The past few weeks have not been kind to the hopes of many Christians regarding the Supreme Court. We’ve had justices we thought would see common sense, even if not actually supportive, only to have the Court fabricate identities out of thin legal air. Then, we’ve had supposedly pro-life judges all but say that there’s never a good reason to overturn a bad precedent, at least when it comes to abortion.
It’s at times like this that we can become discouraged and be tempted to give up in despair. As alluring as surrender might be, it’s not likely the voice of faith speaking. Instead of yield to the counsel of our fears, perhaps it’s time to gain a better grasp of the situation.
Dr. Charmaine Yoest of the Heritage Foundation spoke with John Stonestreet about the road ahead. What do Christians need to understand about how the courts work? What are some key things we need to focus on to encourage biblical morality in the land?
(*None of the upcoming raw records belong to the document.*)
Issue #2254, opened 2024-03-22
[FEATURE] Accommodate left-to-right languages


esmeetewinkel:
**What?**
App to accommodate translations to left-to-right languages. This might involve reflecting the entire screen layout horizontally, e.g.
- left-aligned text would need to be right-aligned
- centred text would stay centred
- "next" buttons that appear on the right and "previous" buttons that appear on the left would need to be flipped
- images probably should not be flipped (this would make sense in some cases, but not in all). We could go around this by providing language-specific images in case they do need to be reflected. 

**Why?**
FacilitatorApp Kuwait is planning to [deploy in Arabic](https://github.com/IDEMSInternational/plh-kids-app-kw-content/issues/2), which is left-to-right.

chrismclarke:
Ionic has a blog post on adding support for RTL, I think the post makes it sound simpler than it actually is as a lot of our custom content has a somewhat hardcoded layout (like you identified with nav buttons), so we might need a bunch of extra styling overrides to accommodate as required

https://ionic.io/blog/ionic-and-rtl

jfmcquade:
A few interesting points here: https://twitter.com/kepano/status/1777813094619840535

chrismclarke:
Discussed on call, recommend keeping in config (or app_config) a languages property that stores language metadata, such as right-to-left e.g.
```ts
languages:{
   en_rtl:{
      rtl: true
  }
}
```
Then when setting the language should lookup app config in case there's any extra metadata to apply.

esmeetewinkel:
Issues found post-merge of #2317: 

- [ ] Toggle bar + debug toggle have not swapped 
- [ ] Left-aligned buttons need to become right-aligned
- [ ] Need to confirm markdown works in RTL translation (in particular, bulleted / numbered lists)
- [ ] Need to confirm punctuation (`.`, `;`, `:`) at the end of a line works in RTL translation (it seems that this displays on the left automatically)
- [ ] Cards with icon / toggle don't display sensibly 
- [ ] Controls on video component have not reflected

jfmcquade:
[...]

PR #2317, opened 2024-05-07
feat: add support for RTL languages

jfmcquade:
PR Checklist

## Description

Adds minimal support for right-to-left languages. As identified in #2254, there are likely to be further changes required to address issues with the app when in RTL "mode" (the changes go beyond just the appearance of text). These could be added as follow-ups following user testing with someone who understands the expected behaviour of an RTL app.

The metadata for a language (currently just a boolean value for `rtl`, but could be expanded to include other properties in future) can be set at the level of the deployment config. For example, the debug deployment config has been updated in https://github.com/IDEMSInternational/app-debug-content/pull/69 to support an RTL language with the name "en_rtl" (the language can be set via the template [feature_rtl_language](https://docs.google.com/spreadsheets/d/1DkWnJrpR6pjHpPiNNfGXR4sJpCXiaRnElebeorh8sLY/edit#gid=569531329).

Screenshot 2024-05-07 at 14 56 19

## Git Issues

Addresses #2254, but this issue should remain open for tracking

## Screenshots/Videos

[feature_rtl_language](https://docs.google.com/spreadsheets/d/1DkWnJrpR6pjHpPiNNfGXR4sJpCXiaRnElebeorh8sLY/edit#gid=569531329) template:

https://github.com/IDEMSInternational/parenting-app-ui/assets/64838927/f1d1db96-d28c-45cd-ad9f-6cd3eb5fa575

### DIFF
--- a/packages/data-models/appConfig.ts
+++ b/packages/data-models/appConfig.ts
@@ -51,6 +51,15 @@ const APP_LANGUAGES = {
   default: "gb_en",
 };
 
+export interface ILanguageMeta {
+  rtl?: boolean;
+}
+const APP_LANGUAGES_META: { [languageCode: string]: ILanguageMeta } = {
+  en_rtl: {
+    rtl: true,
+  },
+};
+
 /** Specifies the skins available to the current app build.
  * "defaultSkinName": the name of the skin used by default for a given build
  * "available": an array of all skins that are available to the current build */
@@ -221,6 +230,7 @@ const APP_CONFIG = {
   APP_INITIALISATION_DEFAULTS,
   APP_AUTHENTICATION_DEFAULTS,
   APP_LANGUAGES,
+  APP_LANGUAGES_META,
   APP_ROUTE_DEFAULTS,
   APP_SIDEMENU_DEFAULTS,
   APP_FOOTER_DEFAULTS,
--- a/src/app/app.component.ts
+++ b/src/app/app.component.ts
@@ -30,7 +30,7 @@ import { AppDataService } from "./shared/services/data/app-data.service";
 import { AuthService } from "./shared/services/auth/auth.service";
 import { LifecycleActionsService } from "./shared/services/lifecycle-actions/lifecycle-actions.service";
 import { AppConfigService } from "./shared/services/app-config/app-config.service";
-import { IAppConfig } from "./shared/model";
+import { IAppConfig, ILanguageMeta } from "./shared/model";
 import { TaskService } from "./shared/services/task/task.service";
 import { AppUpdateService } from "./shared/services/app-update/app-update.service";
 import { RemoteAssetService } from "./shared/services/remote-asset/remote-asset.service";
@@ -57,6 +57,8 @@ export class AppComponent {
   footerDefaults: IAppConfig["APP_FOOTER_DEFAULTS"];
   /** Track when app ready to render sidebar and route templates */
   public renderAppTemplates = false;
+  languagesMeta: { [languageCode: string]: ILanguageMeta };
+  languageRtl: boolean;
 
   constructor(
     // 3rd Party Services
@@ -104,6 +106,8 @@ export class AppComponent {
   private async initializeApp() {
     this.platform.ready().then(async () => {
       this.subscribeToAppConfigChanges();
+      this.subscribeToLanguageChanges();
+
       // ensure deployment field set correctly for use in any startup services or templates
       localStorage.setItem(this.appFields.DEPLOYMENT_NAME, this.DEPLOYMENT_NAME);
       localStorage.setItem(this.appFields.APP_VERSION, this.APP_VERSION);
@@ -171,6 +175,14 @@ export class AppComponent {
       this.footerDefaults = this.appConfig.APP_FOOTER_DEFAULTS;
       this.appAuthenticationDefaults = this.appConfig.APP_AUTHENTICATION_DEFAULTS;
       this.appFields = this.appConfig.APP_FIELDS;
+      this.languagesMeta = this.appConfig.APP_LANGUAGES_META;
+    });
+  }
+
+  /** Update meta for current language */
+  private subscribeToLanguageChanges() {
+    this.templateTranslateService.app_language$.subscribe((lang) => {
+      this.languageRtl = this.languagesMeta?.[lang]?.rtl;
     });
   }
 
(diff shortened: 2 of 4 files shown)


packages/data-models/appConfig.ts
```diff
@@ -51,6 +51,15 @@ const APP_LANGUAGES = {
   default: "gb_en",
 };
 
+export interface ILanguageMeta {
+  rtl?: boolean;
+}
+const APP_LANGUAGES_META: { [languageCode: string]: ILanguageMeta } = {
```
chrismclarke, line 57: nit(non-blocking) - Not sure we really need the `APP_` prefix, in my mind that is more for cases of app-specific UI, not so much underlying settings (although not remotely consistent right now). But given this all sits in `appConfig` I feel like something along the lines of `appConfig.LANGUAGE_SETTINGS` or `appConfig.LANGUAGE_CONFIG` or `appConfig.LANGUAGES` might be a little more human readable than `appConfig.APP_LANGUAGES_META`... but I don't have an overly strong opinion (open to your thoughts too @esmeetewinkel )

src/app/app.component.ts
```diff
@@ -171,6 +175,14 @@ export class AppComponent {
       this.footerDefaults = this.appConfig.APP_FOOTER_DEFAULTS;
       this.appAuthenticationDefaults = this.appConfig.APP_AUTHENTICATION_DEFAULTS;
       this.appFields = this.appConfig.APP_FIELDS;
+      this.languagesMeta = this.appConfig.APP_LANGUAGES_META;
+    });
+  }
+
+  /** Update meta for current language */
+  private subscribeToLanguageChanges() {
```
chrismclarke, line 183: nit(non-blocking) - it might be a little bit tidier to simply keep a `rtl` public property in the language service and bind that in the component html instead of having intermediate variable within the component ts. You could also avoid the need to use subscriptions by defining the variable using signals, so that the translate service sets the signal value on language change and the app component html reads the signal value

chrismclarke (approved):
Nice to start on this for sure - guessing there will be quite a few issues to address in the future but appreciate the scaffolding debug sheet and direction binding.

As a minor nit, may be worth including a number on the debug sheet to clearly show `1. English` , `2. English RTL` (more obvious order is reversed), and possibly including translations that should how the text would appear, e.g. `hsilgnE .1` and `LTR hsilgnE .2` (assuming that's comparable?)

packages/data-models/appConfig.ts
esmeetewinkel: Not sure I feel strongly either, but do also like to keep things human readable if possible. 

We do have an existing property `config.app_config.APP_LANGUAGES.default` which should maybe also be taken into account. I think currently the full list of languages is not specified in the config, is that correct? So you would only need to specify a language in the config if you want to change any of its default settings? 

Maybe something like: `config.app_config.LANGUAGES = { en: { default: true} , en_rtl: { rtl: true } }`

(default values of `default` and `rtl` are both `false`)

jfmcquade: > I think currently the full list of languages is not specified in the config, is that correct?
Yes that's right. I think that there is no master list of available languages currently and any value can be passed as the language code to the `emit: set_language` action. So a deployment's available languages are just those that are authored to be passed as values to that action, from any template, and it's up to the authors to ensure that the specified language codes have associated translations and assets. This seems a bit fragile, but a full overhaul is maybe outside of the scope of this PR. Requiring authors to specify the available languages in the deployment config would make sense to me, then when setting the language via the `emit: set_language` action we could run a check against the specified languages, throwing an error if the target language isn't in the list (this is what we do for the skins and themes, for example).

> Maybe something like: `config.app_config.LANGUAGES = { es: { default: true } , en_rtl: { rtl: true } }`
I like this suggestion, you're right that having separate system additional to `config.app_config.APP_LANGUAGES.default` doesn't make much sense. One negative I can see is that this syntax requires authors (at least those who are editing the deployment config) to explicitly write and understand nested javascript objects. But we already do require this (for example for the Firebase config settings) so I don't think it's a problem.

So a few of questions probably for @chrismclarke:
1. If we want to migrate to a system where languages and their metadata are handled within a single property in the app config, can we do better than the proposed syntax, `config.app_config.LANGUAGES = { es: { default: true } , en_rtl: { rtl: true } }`?
  - In this syntax, adding a language without any non-default metadata would require adding an empty object, e.g. `en_gb: {}` or else arbitrarily specifying a default property, e.g. `en_gb: { default: false }`. For themes and skins, we use an array to list the available entities and then use a separate property to specify which one is default. But here we already have two metadata properties (`default` and `rtl`) and may want to expand to have more in the future.
2. How would be best to handle the migration to this new system to minimise breaking changes to all deployment configs?
  - I'm thinking it would be sensible to mark the `APP_LANGUAGES` property as deprecated but continue to support it. This property is only used to get the name of the default language, so it should be straightforward to look in the new `LANGUAGES` property for a default language instead (with a fallback to the deprecated property)
3. Would it be desirable to require an exhaustive list of available languages in the config, and throw an error(/warning?) when trying to set the language to one that is not explicitly named?

chrismclarke: Good questions - my initial thoughts would probably be:

1. Probably better to store as an array so we can use the order to imply default if not explicitly set (or make it always first entry), and track more metadata from the start, e.g.
```
[
{country_code:'tz', language_code:'sw', label: 'Swahili'},
{country_code:'za', language_code:'af', label: 'Afrikaans'},
]
```
This would then allow authors in the future to more easily filter languages by country if useful to do so. If wanting to pass from a sheet then probably we could include a `fromSheet(...)` operator in the config that takes the name and reads in from there (again, future planning). At least if we have the list in the config then we can run QC checks to make sure language exists, and expose a protected variable to allow authors to see available list and select, e.g. `@field._language_options` or `@filed._language` (for active)

2. Agree using a new property and likely using scripts to migrate during deprecation process. I'd probably recommend swapping out `LANGUAGES` for `LOCALISATION` as we may use the property to contain more settings like how to handle dates within the current configuration.

3. I'd say still worth letting it be optional (if authors have hardcoded lists of languages into other sheets and want to use to select then no reason to stop them), but just use documentation to highlight benefit of using config (i.e. QC checks and protected variable population)

chrismclarke: Looping back to this PR then begs the question whether we want a short-term/intermediate solution or to do a slightly larger refactor now...? I don't have a strong feeling either way, I guess it depends on how urgent we want the RTL support.

esmeetewinkel (approved):
Functional test passed. I can see a few issues but will track these in a follow-up issue that we can address post merge.

packages/data-models/appConfig.ts
chrismclarke: @jfmcquade - might be worth pulling out more actionable parts of this discussion to #2254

What steps can we take to help others better understand the beauty of the Christian worldview?
Below is an edited excerpt of their dialogue, or you can listen to the entire conversation.
Here is Charmaine Yoest:
Something that a mentor of mine told me many years ago that always stuck in the back of my mind was that we have an idealistic notion sometimes of the Supreme Court as being this ivory tower situation, and they are these intellects considering a case.
Well, the truth of the matter is they are human beings. They do live in a political world. They do respond to political pressure, and they do have this sense of deciding cases in the context of where the culture is. So we have to be realistic about the fact that major, major decisions that are going to change the real fabric of our country, like our ultimate hope of making a difference in the jurisprudence related to Roe v. Wade, you need a larger majority. That 5-4 that we continue to live with is really, really tenuous.
I think the Left is more in tune than we are with the reality of the debate that goes on at the Supreme Court and how important it is to have people on the Court who are willing to have those debates, and to work, to persuade their colleagues. Justice Scalia was known for doing that kind of thing, of working to be persuasive even before the cases were written, or the arguments and the opinions.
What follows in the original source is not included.